What you are asked to do: Among the lines of the material, copy those that hold the string "ubuntu".

Segment Open

PR #11713, opened 2020-06-16
Write proxy env files for new proxy settings

dshcherb:
## Description of change

Write /etc/juju-proxy.conf and /etc/juju-proxy-systemd.conf when
juju-* proxy settings are set, not only when legacy proxy settings are
set.

## QA steps

```sh
juju model-config juju-http-proxy=http://192.0.2.1 juju-https-proxy=http://192.0.2.2 juju-no-proxy=192.0.2.0/24
juju deploy cs:ubuntu
juju run --unit ubuntu/0 'grep -i proxy /etc/juju-proxy.conf'
juju run --unit ubuntu/0 'grep -i proxy /etc/juju-proxy-systemd.conf'
# Validate the settings according to the model-config.
```

## Documentation changes

None, maybe worth a release note.

## Bug reference

https://bugs.launchpad.net/juju/+bug/1883656

### DIFF
--- a/cloudconfig/userdatacfg_unix.go
+++ b/cloudconfig/userdatacfg_unix.go
@@ -308,35 +308,37 @@ func (w *unixConfigure) ConfigureJuju() error {
 		return errors.Trace(err)
 	}
 
-	// Write out the normal proxy settings so that the settings are
-	// sourced by bash, and ssh through that.
-	w.conf.AddScripts(
-		// We look to see if the proxy line is there already as
-		// the manual provider may have had it already.
-		// We write this file out whether we are using the legacy proxy
-		// or the juju proxy to deal with runtime changes. The proxy updater worker
-		// only modifies /etc/juju-proxy.conf, so if changes are written to that file
-		// we need to make sure the profile.d file exists to reflect these changes.
-		// If the new juju proxies are used, the legacy proxies will not be set, and the
-		// /etc/juju-proxy.conf file will be empty.
-		`[ -e /etc/profile.d/juju-proxy.sh ] || ` +
-			`printf '\n# Added by juju\n[ -f "/etc/juju-proxy.conf" ] && . "/etc/juju-proxy.conf"\n' >> /etc/profile.d/juju-proxy.sh`)
 	var proxySettings proxy.Settings
 	if w.icfg.JujuProxySettings.HasProxySet() {
 		proxySettings = w.icfg.JujuProxySettings
+		// We look to see if the proxy file is there already as
+		// the manual provider may have had it already and
+		// remove it when new proxy settings are used.
+		w.conf.AddScripts(`rm -f /etc/profile.d/juju-proxy.sh`)
 	} else if w.icfg.LegacyProxySettings.HasProxySet() {
 		proxySettings = w.icfg.LegacyProxySettings
+		w.conf.AddScripts(
+			fmt.Sprintf(
+				// We look to see if the proxy file is there already as
+				// the manual provider may have had it already.
+				`[ -e /etc/profile.d/juju-proxy.sh ] || printf '%%s\n' %s > /etc/profile.d/juju-proxy.sh`,
+				shquote(proxySettings.AsScriptEnvironment())))
 	}
-	exportedProxyEnv := proxySettings.AsScriptEnvironment()
-	w.conf.AddScripts(strings.Split(exportedProxyEnv, "\n")...)
-	w.conf.AddScripts(
-		fmt.Sprintf(
-			`(printf '%%s\n' %s > /etc/juju-proxy.conf && chmod 0644 /etc/juju-proxy.conf)`,
-			shquote(w.icfg.LegacyProxySettings.AsScriptEnvironment())))
 
-	// Write out systemd proxy settings
-	w.conf.AddScripts(fmt.Sprintf(`printf '%%s\n' %[1]s > /etc/juju-proxy-systemd.conf`,
-		shquote(w.icfg.LegacyProxySettings.AsSystemdDefaultEnv())))
+	if proxySettings.HasProxySet() {
+		exportedProxyEnv := proxySettings.AsScriptEnvironment()
+		w.conf.AddScripts(strings.Split(exportedProxyEnv, "\n")...)
+		w.conf.AddScripts(
+			fmt.Sprintf(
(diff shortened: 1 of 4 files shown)


wallyworld:
As per a comment left in the bug, the current behaviour is by design. On the surface, I don't think we want to land this change. We can discuss out of band if needed.

cloudconfig/userdatacfg_unix.go
```diff
@@ -321,18 +321,22 @@ func (w *unixConfigure) ConfigureJuju() error {
...
-		w.conf.AddScripts(fmt.Sprintf(`printf '%%s\n' %[1]s > /etc/juju-proxy-systemd.conf`,
-			shquote(w.icfg.LegacyProxySettings.AsSystemdDefaultEnv())))
+	var proxySettings proxy.Settings
+	if w.icfg.JujuProxySettings.HasProxySet() {
+		proxySettings = w.icfg.JujuProxySettings
+	} else if w.icfg.LegacyProxySettings.HasProxySet() {
+		proxySettings = w.icfg.LegacyProxySettings
 	}
+	exportedProxyEnv := proxySettings.AsScriptEnvironment()
+	w.conf.AddScripts(strings.Split(exportedProxyEnv, "\n")...)
```
wallyworld, line 331: We only want to do this for legacy settings I think, right?

cloudconfig/userdatacfg_unix.go
```diff
@@ -321,18 +321,22 @@ func (w *unixConfigure) ConfigureJuju() error {
...
+	w.conf.AddScripts(
+		fmt.Sprintf(
+			`(printf '%%s\n' %s > /etc/juju-proxy.conf && chmod 0644 /etc/juju-proxy.conf)`,
+			shquote(w.icfg.LegacyProxySettings.AsScriptEnvironment())))
+
+	// Write out systemd proxy settings
```
wallyworld, line 337: Can we fix the comment?

cloudconfig/userdatacfg_unix.go
```diff
@@ -321,18 +321,22 @@ func (w *unixConfigure) ConfigureJuju() error {
...
-				shquote(w.icfg.LegacyProxySettings.AsScriptEnvironment())))
-
-		// Write out systemd proxy settings
-		w.conf.AddScripts(fmt.Sprintf(`printf '%%s\n' %[1]s > /etc/juju-proxy-systemd.conf`,
-			shquote(w.icfg.LegacyProxySettings.AsSystemdDefaultEnv())))
+	var proxySettings proxy.Settings
+	if w.icfg.JujuProxySettings.HasProxySet() {
+		proxySettings = w.icfg.JujuProxySettings
+	} else if w.icfg.LegacyProxySettings.HasProxySet() {
+		proxySettings = w.icfg.LegacyProxySettings
```
wallyworld, line 328: Need to cater for the case where neither juju nor legacy settings are set

dshcherb: If none are set we can just rely on empty strings in the proxy.Settings struct.

https://github.com/juju/proxy/blob/master/proxy.go#L58-L64

I think I need to have a unit test for that though.

cloudconfig/userdatacfg_unix.go
```diff
@@ -321,18 +321,22 @@ func (w *unixConfigure) ConfigureJuju() error {
...
 	}
+	exportedProxyEnv := proxySettings.AsScriptEnvironment()
+	w.conf.AddScripts(strings.Split(exportedProxyEnv, "\n")...)
+	w.conf.AddScripts(
+		fmt.Sprintf(
+			`(printf '%%s\n' %s > /etc/juju-proxy.conf && chmod 0644 /etc/juju-proxy.conf)`,
+			shquote(w.icfg.LegacyProxySettings.AsScriptEnvironment())))
```
dshcherb, line 335: Need to fix the `w.icfg.LegacyProxySettings` usage here. `proxySettings` need to be used instead.

cloudconfig/userdatacfg_unix.go
```diff
@@ -321,18 +321,22 @@ func (w *unixConfigure) ConfigureJuju() error {
...
+
+	// Write out systemd proxy settings
+	w.conf.AddScripts(fmt.Sprintf(`printf '%%s\n' %[1]s > /etc/juju-proxy-systemd.conf`,
+		shquote(w.icfg.LegacyProxySettings.AsSystemdDefaultEnv())))
```
dshcherb, line 339: Same here: need to fix the `w.icfg.LegacyProxySettings` usage here. `proxySettings` need to be used instead.

cloudconfig/userdatacfg_unix.go
dshcherb: If I am not mistaken, this affects the cloud-init shell only (`runcmd`) on first boot.

```
		exportedProxyEnv := proxySettings.AsScriptEnvironment()
		w.conf.AddScripts(strings.Split(exportedProxyEnv, "\n")...)
```

About this one I am not sure since there are potential `preruncmd` and `postruncmd` commands added by a user via model-config.

If we follow the same principle here, I think we could:

* expose JUJU_CHARM_{HTTP, HTTPS, NO}_PROXY in the cloud-init shell environment and document that those should be used explicitly;
* tell users that /etc/juju-proxy.conf can be sourced in any custom `postruncmd`s.
    * wouldn't work on Windows since we don't write a file there.

dshcherb:
I have updated the PR (https://github.com/juju/juju/pull/11713/commits/ca712e53b3cba55bd32e5b745d5be066ad60a0f5), although further updates are required to unit tests for the proxyupdater.

Before adding those, I would like to have a further discussion about:

* whether writing to `/etc/juju-proxy.conf` is acceptable
    * on CAAS models everything is a bit different and having `/etc/juju-proxy.conf` in an operator pod does not have the same effect as one might expect (this may or may not be a problem);
    * The reasons outlined here https://bugs.launchpad.net/charm-glance-simplestreams-sync/+bug/1883656/comments/6 - manual restart of charm-deployed services won't be covered.
* currently writing to a file on Windows isn't present.

dshcherb:
I converted this to a draft and will likely close it given the above comment and the fact that we cat steal proxy settings from `juju-run`:

https://bugs.launchpad.net/charm-glance-simplestreams-sync/+bug/1883656/comments/9

petevg:
Closing to clean up hanging PRs. Feel free to reopen if this is still fresh.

Segment Closed

Output below:
juju deploy cs:ubuntu
juju run --unit ubuntu/0 'grep -i proxy /etc/juju-proxy.conf'
juju run --unit ubuntu/0 'grep -i proxy /etc/juju-proxy-systemd.conf'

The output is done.